> [Recorded information]
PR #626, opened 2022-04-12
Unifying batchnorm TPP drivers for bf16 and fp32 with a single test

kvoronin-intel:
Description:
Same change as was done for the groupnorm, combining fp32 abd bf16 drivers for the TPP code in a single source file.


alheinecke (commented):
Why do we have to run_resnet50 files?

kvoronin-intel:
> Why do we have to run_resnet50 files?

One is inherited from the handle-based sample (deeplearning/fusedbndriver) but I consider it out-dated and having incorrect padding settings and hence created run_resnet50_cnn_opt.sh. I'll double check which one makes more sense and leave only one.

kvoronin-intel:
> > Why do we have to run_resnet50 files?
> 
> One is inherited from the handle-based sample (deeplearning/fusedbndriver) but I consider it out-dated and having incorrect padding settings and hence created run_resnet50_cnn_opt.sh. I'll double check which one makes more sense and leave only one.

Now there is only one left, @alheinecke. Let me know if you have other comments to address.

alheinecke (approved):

> [Assignment]
Go through the records above and, whenever a line includes the word "dated", copy it.

> [Response]
One is inherited from the handle-based sample (deeplearning/fusedbndriver) but I consider it out-dated and having incorrect padding settings and hence created run_resnet50_cnn_opt.sh. I'll double check which one makes more sense and leave only one.
> One is inherited from the handle-based sample (deeplearning/fusedbndriver) but I consider it out-dated and having incorrect padding settings and hence created run_resnet50_cnn_opt.sh. I'll double check which one makes more sense and leave only one.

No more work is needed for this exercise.